┌─ Listed entries

PR #1279, opened 2022-05-17
EVG-16188 Replace page dropdown with leafygreen one

khelif96:
[EVG-16188](https://jira.mongodb.org/browse/EVG-16188)

### Description 
Didn't need to update much thanks to @minnakt . I removed the antd version and added some tests.
Leafygreen doesn't support `dataCy` on `Select` yet so i needed to get creative. 
Refactored out the query param logic into a hook so the component can be used with out it.

### Screenshots
image

### Testing 
Wrote some unit tests and updated cypress


src/components/PageSizeSelector/index.tsx
```diff
@@ -0,0 +1,40 @@
...
+
+interface Props {
+  value: number;
+  "data-cy"?: string;
+  onChange?: (i: number) => void;
+}
+
+/**
+ * `data-cy` prop is not currently supported by @leafygreen-ui/select
+ */
```
sophstad, line 14: I'm confused by this comment because the `data-cy` prop is still being used. Do you mean that we're including it anyway so that the prop is in place once LeafyGreen supports it?

src/components/PageSizeSelector/usePageSizeSelector.ts
```diff
@@ -0,0 +1,14 @@
+import { RECENT_PAGE_SIZE_KEY } from "constants/index";
+import { useUpdateURLQueryParams } from "hooks";
+
+/** usePageSizeSelector updates the page size query param and saves the page size to local storage */
+const usePageSizeSelector = () => {
+  const updateURLQueryParams = useUpdateURLQueryParams();
+  const setPageSize = (pageSize: number) => {
+    localStorage.setItem(RECENT_PAGE_SIZE_KEY, `${pageSize}`);
+    updateURLQueryParams({ limit: pageSize.toString(), page: "0" });
```
sophstad, line 9: [nit] Since `${pageSize}` and `pageSize.toString()` do the same thing, you could stringify pageSize once and use the variable for both

src/components/PageSizeSelector/usePageSizeSelector.ts
```diff
@@ -0,0 +1,14 @@
+import { RECENT_PAGE_SIZE_KEY } from "constants/index";
+import { useUpdateURLQueryParams } from "hooks";
+
+/** usePageSizeSelector updates the page size query param and saves the page size to local storage */
+const usePageSizeSelector = () => {
+  const updateURLQueryParams = useUpdateURLQueryParams();
+  const setPageSize = (pageSize: number) => {
```
sophstad, line 7: Since we usually make a call to analytics when setting the page size, would it make sense for `setPageSize` to take in an optional Analytics object and log the action if one exists? This could help avoid avoid repeating identical "Change Page Size" event names across the codebase.

cypress/integration/page_size_selector.ts
```diff
@@ -1,104 +0,0 @@
-// / <reference types="Cypress" />
```
khelif96, line 1: Removed this test since the PageSizeSelector is effectively being tested in several other tests this seems fairly redundant.

src/components/PageSizeSelector/index.tsx
khelif96: Yeah that was the intention but i just removed it all together and replaced it with a spread.

src/components/PageSizeSelector.tsx
```diff
@@ -1,80 +0,0 @@
...
-  onClick,
-  sendAnalyticsEvent = () => undefined,
-  useLeafygreen = false,
-}) => {
-  const { replace } = useHistory();
-  const { search, pathname } = useLocation();
-
-  const handleChange =
-    onClick ||
-    ((pageSize: number) => {
```
minnakt, line 32: I kind of liked this pattern, and was wondering if there's a reason we went away from it

I thought it made sense that `PageSizeSelector` could call an optional `onChange` function if it’s defined, otherwise it can just always default to using `setPageSize`. Similarly the analytics event could be another optional prop function. 

```
const handlePageSize = (pageSize: number) => {
	if (onChange) {
	    onChange(pageSize);
	} else {
	    setPageSize(pageSize);
        }
	sendEvent?.({name: "Change Page Size"});
}
```

That way there'd be no reason to import `usePageSizeSelector` across multiple places in the codebase, it could just be imported in `PageSizeSelector`

src/components/PageSizeSelector/index.tsx
```diff
@@ -0,0 +1,36 @@
+import styled from "@emotion/styled";
+import { Select, Option } from "@leafygreen-ui/select";
+import { PAGE_SIZES } from "constants/index";
+import usePageSizeSelector from "./usePageSizeSelector";
+
+interface Props {
+  value: number;
+  onChange?: (i: number) => void;
```
minnakt, line 8: nit. Since it seems like the `onChange` prop is always being called, I don't think it should be optional

cypress/integration/host/host_events.ts
```diff
@@ -11,11 +13,10 @@ describe("Host events", () => {
...
   it("host events display the correct text", () => {
     cy.visit(pathWithEvents);
-    cy.dataCy("host-event-table-page-size-selector").click();
-    cy.dataCy("host-event-table-page-size-selector-100").click();
-
-    const dataCyTableRows = "[data-cy=host-events-table] tr td:first-child";
-    cy.get(dataCyTableRows).should("have.length.of.at.most", 32);
+    clickOnPageSizeBtnAndAssertURLandTableSize(
+      100,
+      "[data-cy=host-events-table] tr td:first-child"
```
minnakt, line 18: nit. Similar to the other files, can you assign a variable `const dataCyTableRows = "[data-cy=host-events-table] tr td:first-child"` and use it here? I think it will be nice for when we replace the antd! :)

cypress/integration/host/host_events.ts
```diff
@@ -160,8 +161,11 @@ describe("Host events", () => {
       },
     ];
     cy.visit(pathWithEvents);
-    cy.dataCy("host-event-table-page-size-selector").click();
-    cy.dataCy("host-event-table-page-size-selector-100").click();
+    clickOnPageSizeBtnAndAssertURLandTableSize(
+      100,
+      "[data-cy=host-events-table] tr td:first-child"
```
minnakt, line 166: same comment

cypress/utils/index.ts
```diff
@@ -54,18 +54,14 @@ export const clickOnPageBtnAndAssertURLandTableResults = (
 /**
  * Assert limit query param and table length after clicking on a page size button
  * @param pageSize new page size
- * @param dataCyPageSizeSelectorToggle data-cy for page size dropdown toggle
- * @param dataCyPageSizeBtn data-cy for page size button to select page size
  * @param dataCyTableRows dat-cy for table rows
  */
 export const clickOnPageSizeBtnAndAssertURLandTableSize = (
```
minnakt, line 59: suggestion. You might also be able to use this in `job_logs.ts`. There is a test for changing the page size, but it's not as nice as this util function!

minnakt (approved):
LGTM!!! thanks for explain your reasoning to me 😇

src/components/PageSizeSelector/usePageSizeSelector.ts
sophstad: Got it, that makes sense. Looking ahead though, it does feel less than ideal that event names are magic strings used across the codebase. Do you think something like a string enum of all events we use could help with standardization going forward?

khelif96: All of our Analytics events are all [strongly typed](https://github.com/evergreen-ci/spruce/blob/e3b3a20574a54e6457bab69805c6eee9bf694e4b/src/analytics/version/useVersionAnalytics.ts#L12). So they aren't technically "magic strings" since they are all supported by typescripts type safety.
image

But standardizing some common ones for our often reused patterns like Table pagination could be useful. I'm totally up to ticket the work.

sophstad: Wow I totally didn't know about that typing 🤯 thanks for sharing!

└─

- _Your assignment_:
From the records above, pull every line that carries the word "thanks".

- _Output for this exercise_:
Didn't need to update much thanks to @minnakt . I removed the antd version and added some tests.
LGTM!!! thanks for explain your reasoning to me 😇
sophstad: Wow I totally didn't know about that typing 🤯 thanks for sharing!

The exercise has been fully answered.